PR #5236, opened 2023-08-16
Import API: allow importing remaining FHIR resources

tfidfwastaken:
**Story card:** [sc-10963], [sc-10964], [sc-10965], [sc-10966], [sc-10967]

## This addresses

This is similar to #5229, except we now allow the rest of the resource types that we are accepting.
See: https://api.simple.org/api-docs/index.html#tag/import/paths/~1import/put for the import resource payloads.

We also introduce an extra validation that ensures that all facilities in the payload have been mapped.

PRD: https://docs.google.com/document/d/1K5ve1i3_BI7jI92n-Dl1v-NQOU3bT-emVsJcgXMAml0/edit?usp=sharing

## Test instructions

Same as #5229, but with other resource types.

### DIFF
--- a/app/controllers/api/v4/imports_controller.rb
+++ b/app/controllers/api/v4/imports_controller.rb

◇ ◇ ◇ ◇ ◇

__Brief__: Your response should consist of the records, printed exactly.

__Solution to this exercise__:
PR #5236, opened 2023-08-16
Import API: allow importing remaining FHIR resources

tfidfwastaken:
**Story card:** [sc-10963], [sc-10964], [sc-10965], [sc-10966], [sc-10967]

## This addresses

This is similar to #5229, except we now allow the rest of the resource types that we are accepting.
See: https://api.simple.org/api-docs/index.html#tag/import/paths/~1import/put for the import resource payloads.

We also introduce an extra validation that ensures that all facilities in the payload have been mapped.

PRD: https://docs.google.com/document/d/1K5ve1i3_BI7jI92n-Dl1v-NQOU3bT-emVsJcgXMAml0/edit?usp=sharing

## Test instructions

Same as #5229, but with other resource types.

### DIFF
--- a/app/controllers/api/v4/imports_controller.rb
+++ b/app/controllers/api/v4/imports_controller.rb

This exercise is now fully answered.